━━━━━ The data ━━━━━
PR #682, opened 2022-09-25
v.1.0 made all methods work like default ones

yadiver82:


src/main/java/core/basesyntax/MyLinkedList.java
```diff
@@ -3,45 +3,166 @@
 import java.util.List;
 
 public class MyLinkedList<T> implements MyLinkedListInterface<T> {
+    private int size;
+    private Node<T> first;
+    private Node<T> last;
+
+    private static class Node<T> {
```
Rommelua, line 10: Private class should be located after public methods. Or even after private ones.

src/main/java/core/basesyntax/MyLinkedList.java
```diff
@@ -3,45 +3,166 @@
...
+            linkBefore(value, node(index));
+        }
     }
 
     @Override
     public void addAll(List<T> list) {
+        @SuppressWarnings("unchecked") T[] listArray = (T[]) list.toArray();
+        if (listArray.length == 0) {
+            throw new RuntimeException("The length of input list is 0");
+        }
```
Rommelua, line 42: We do not need to convert to the array.

src/main/java/core/basesyntax/MyLinkedList.java
```diff
@@ -3,45 +3,166 @@
...
+        return size;
     }
 
     @Override
     public boolean isEmpty() {
-        return false;
+        return size == 0;
+    }
+
+    Node<T> node(int index) {
```
Rommelua, line 98:
```suggestion
    private Node<T> getNode(int index) {
```
**All** non-public methods must be **private** by default! You should have some reason for making them protected or package-private.

src/main/java/core/basesyntax/MyLinkedList.java
```diff
@@ -3,45 +3,166 @@
...
     }
 
     @Override
     public void add(T value, int index) {
+        checkPositionIndex(index);
+        if (index == size) {
+            linkLast(value);
+        } else {
+            linkBefore(value, node(index));
+        }
```
Rommelua, line 34: Better remove checking here and add it into `getNode(index)` method.

Rommelua (changes requested):

src/main/java/core/basesyntax/MyLinkedList.java
yadiver82: Super! Thanks, I deleted checkPositionIndex() at all! I left only checkElementIndex() for getNode!

src/main/java/core/basesyntax/MyLinkedList.java
```diff
@@ -3,45 +3,153 @@
...
+            }
+        } else {
+            for (Node<T> node = first; node != null; node = node.next) {
+                if (object.equals(node.item)) {
+                    unlink(node);
+                    return true;
+                }
+            }
+        }
         return false;
```
aaananas, line 65:
```suggestion
        for (Node<T> node = first; node != null; node = node.next) {
                if (node.item == object || object != null && object.equals(node.item)) {
                    unlink(node);
                    return true;
                }
            }
        }
        return false;
```

aaananas (changes requested):
great job

src/main/java/core/basesyntax/MyLinkedList.java
yadiver82: genius!!!

yadiver82: I rewrited this part of code many times, and did not find such compact solution!

aaananas (approved):

PR #693, opened 2022-10-07
implemented task

vov4ik89:


src/main/java/core/basesyntax/MyLinkedList.java
```diff
@@ -3,45 +3,154 @@
...
+            }
+            return node;
+        } else {
+            Node<T> node = tail;
+            for (int i = size - 1; i > index; i--) {
+                node = node.prev;
+            }
+            return node;
+        }
+    }
```
CyberDogFK, line 124: I hear in programming practice recommended avoid few return point`s in method. Some time we really need this. But in this case, i think, we can use variable for saving value, and return it in the end of method, in one return point

src/main/java/core/basesyntax/MyLinkedList.java
```diff
@@ -3,45 +3,154 @@
...
+        } else {
+            for (Node<T> i = head; i != null; i = i.next) {
+                if (equalsObjects(object, i.value)) {
+                    unlink(i);
+                    return true;
+                }
+            }
+        }
         return false;
     }
```
CyberDogFK, line 98: Good decision with cycles but, can we in some way make less return point`s from method?

CyberDogFK (changes requested):
Good solution, just one little code style approving

src/main/java/core/basesyntax/MyLinkedList.java
```diff
@@ -3,45 +3,152 @@
...
     @Override
     public T remove(int index) {
-        return null;
+        return unlink(getNode(index));
     }
 
     @Override
     public boolean remove(T object) {
-        return false;
+        boolean remove = false;
```
ChumakAn, line 78: you can avoid declaring it here

src/main/java/core/basesyntax/MyLinkedList.java
```diff
@@ -3,45 +3,152 @@
...
+        if (object == null) {
+            for (Node<T> i = head; i != null; i = i.next) {
+                if (i.value == null) {
+                    unlink(i);
+                    remove = true;
```
ChumakAn, line 83: and just return true here

src/main/java/core/basesyntax/MyLinkedList.java
```diff
@@ -3,45 +3,152 @@
...
+                }
+            }
+        } else {
+            for (Node<T> i = head; i != null; i = i.next) {
+                if (equalsObjects(object, i.value)) {
+                    unlink(i);
+                    remove = true;
```
ChumakAn, line 90: same for this

ChumakAn (changes requested):
Good! One minor comment

Issue #3, opened 2026-07-26
Script to move Gmail inbox emails into chosen label(s) using local Ollama


leonarduk:
## What
Create a script that connects to Gmail, reads messages in the inbox, and moves (labels + archives out of inbox) each message into one or more chosen labels.

## Why
Manually triaging and filing inbox email into labels is repetitive. A script that classifies and files messages automatically would save time and keep the inbox at zero without relying on brittle static Gmail filter rules.

## How
- Authenticate to Gmail via the Gmail API (OAuth2 credentials, read/modify scope).
- List/fetch messages currently in the inbox (optionally filtered by query, e.g. unread or unlabeled).
- For each message, use a **local Ollama model** to decide which label(s) it belongs to, based on the existing set of Gmail labels (subject/sender/snippet/body as input to the prompt).
- Apply the chosen label(s) to the message and remove the `INBOX` label to move it out of the inbox (support assigning to more than one label per message).
- Support a dry-run mode that logs the proposed label assignment without modifying anything.
- Log actions taken (message id/subject → label(s) applied) for auditability.

## Constraints
- Must use a **local Ollama** instance for the classification step — no calls to a hosted/cloud LLM API for this task.
- Must not permanently delete any email; only re-labeling / removing from inbox.
- Should be idempotent — re-running on already-labeled messages should not duplicate work or mis-file them.
- Gmail API credentials/tokens must not be committed to the repo.

## LLM tier
sonnet

## Success looks like
- Running the script against a test/demo Gmail inbox correctly assigns each message to one or more existing labels using the local Ollama model and removes it from the inbox.
- Dry-run mode shows the same classification decisions without mutating any Gmail state.
- Script is documented (usage, required env vars/config, Ollama model name) in the repo README.

## Failure looks like
- Script mislabels or drops messages, or deletes email instead of just relabeling.
- Script silently fails to authenticate or errors out without clear logging.
- Classification calls go to a cloud LLM instead of the local Ollama instance.

PR #7, opened 2026-07-26
Fix Ollama classifier: use JSON-schema response format

leonarduk:
## Summary
Follow-up to #4, found while doing the manual end-to-end verification called out in that PR's test plan.

`ollama_classifier.py` was calling Ollama with `format: "json"`, expecting a JSON *array* back (`["Work"]`). In practice `format: "json"` only guarantees *some* JSON object comes back — against a real local Ollama instance it returned things like `{"Work": true}`, which `_parse_labels` (expecting a list) silently rejected. Every message was being classified as "no label" and left in the inbox — the whole point of the script.

Fixed by using Ollama's structured-output support: pass a JSON schema requiring `{"labels": [...]}` with each item constrained via `enum` to the account's real label names, and parse that shape.

## Verification
Ran `classify_email()` for real against the local Ollama server (not mocked) with both `llama3.2:latest` and `qwen2.5-coder:14b`, using a handful of sample emails and the account's would-be label set (`Work`, `Personal`, `Newsletters`, `Receipts`):
- Before the fix: every email → `[]` (classifier effectively broken)
- After the fix: correctly classified 4/5 with `llama3.2:latest` (small model, one plausible miscategorization) and confirmed the zero-match case returns `[]` as intended
- `python -m pytest tests/ -v` — 23/23 passing (added/updated tests for the new response shape)

Full live run against a real Gmail inbox still needs an OAuth client (`credentials.json`) which isn't set up in this environment, but the classification step — the part this PR touches — is now verified against a real local Ollama server.

Relates to #3


leonarduk:
## Full end-to-end verification against a real Gmail inbox

Ran the OAuth flow, Gmail API calls, and Ollama classification for real (`--dry-run`, so no messages were actually modified):

1. **OAuth**: worked once the app's test-user list included the account being authorized (Google returns `Error 403: access_denied` / "has not completed verification" until you do this — worth calling out to anyone else setting this up).
2. **Gmail API**: correctly listed real inbox messages and the account's actual (large, deeply nested) label tree.
3. **Ollama, first pass** (`llama3.2:latest`, the small 3B default): technically worked (no crashes) but quality was poor — multiple loosely-related labels per email (e.g. a job-application email tagged `Personal/Social/1 - Lucy` + `Finances/Tax/Montpelier`).
4. **Ollama, second pass** (`qwen2.5-coder:14b` + the tightened prompt from the latest commit): single sensible label per email in most cases (job-application emails consistently → `Finances/Job Hunt`), and correctly left ambiguous messages unlabeled (security alert, order confirmation, electoral registration notice) instead of guessing.

Net: the harness (auth → list → classify → label) is solid; classification quality is model/prompt-dependent, which is now called out in the README with a recommendation to use a ≥7B model and always dry-run first against your real label set before a live run.

Did not run a live (non-dry-run) pass — that's a real, hard-to-undo mutation of a real inbox and out of scope for automated verification.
━━━━━
__Your assignment__. Those lines above that contain the string "model" should be returned.

__Reply to the task__.
- For each message, use a **local Ollama model** to decide which label(s) it belongs to, based on the existing set of Gmail labels (subject/sender/snippet/body as input to the prompt).
- Running the script against a test/demo Gmail inbox correctly assigns each message to one or more existing labels using the local Ollama model and removes it from the inbox.
- Script is documented (usage, required env vars/config, Ollama model name) in the repo README.
- After the fix: correctly classified 4/5 with `llama3.2:latest` (small model, one plausible miscategorization) and confirmed the zero-match case returns `[]` as intended
Net: the harness (auth → list → classify → label) is solid; classification quality is model/prompt-dependent, which is now called out in the README with a recommendation to use a ≥7B model and always dry-run first against your real label set before a live run.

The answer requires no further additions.